I agree wholeheartedly. i mean whats the point of having a nice car that just sits there? I am currently restoring a 65, well actually building it as a daily driver. An 04 GTO ls1 with 6 speed, disc brakes, tubular control arms, QA1 coil overs- painted the whole bottom of the car with por-15- including the frame, radiator support, front inner fenders ,firewall and i could go on for days, but I am going to DRIVE this car not shelve it for my family to find in 40 years.


----------



## GTO JUDGE (May 14, 2005)

A fellow who showed at my clubs all Pontiac Show last summer registered and showed his 1977 T/A Bandit. All original. I was told that day was only the 4th time he took it out since he purchased it. 191 miles on the odometer at the time.


----------



## Too Many Projects (Nov 15, 2008)

GTO JUDGE said:


> A fellow who showed at my clubs all Pontiac Show last summer registered and showed his 1977 T/A Bandit. All original. I was told that day was only the 4th time he took it out since he purchased it. 191 miles on the odometer at the time.
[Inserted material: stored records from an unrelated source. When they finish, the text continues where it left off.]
PR #3235, opened 2015-04-16
Make multipackage and arch play nicely together

### LINKED ISSUE #3233: Multipackage support breaks 'package.arch' syntax
I'm working on a fix.

jaymzh:
Fixes #3233

### DIFF
--- a/lib/chef/provider/package/yum.rb
+++ b/lib/chef/provider/package/yum.rb
@@ -986,11 +986,28 @@ class Chef
         # Extra attributes
         #
 
+        def arch_for_name(n)
+          if @new_resource.respond_to?("arch")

It's just my opinion but he's not a REAL gearhead if he can just sit and look at a car like that all the time. Like Jeff said, what's the point of owning it ??? I won't live long enough to fully restore all the junk I've got but by golly they will run and I'm gonna drive the $h!t outta them till I can't drive no more.


----------



## GTO JUDGE (May 14, 2005)

My understanding is he has a collection of cars. I'd be driving em.


----------



## Too Many Projects (Nov 15, 2008)

GTO JUDGE said:


> My understanding is he has a collection of cars. I'd be driving em.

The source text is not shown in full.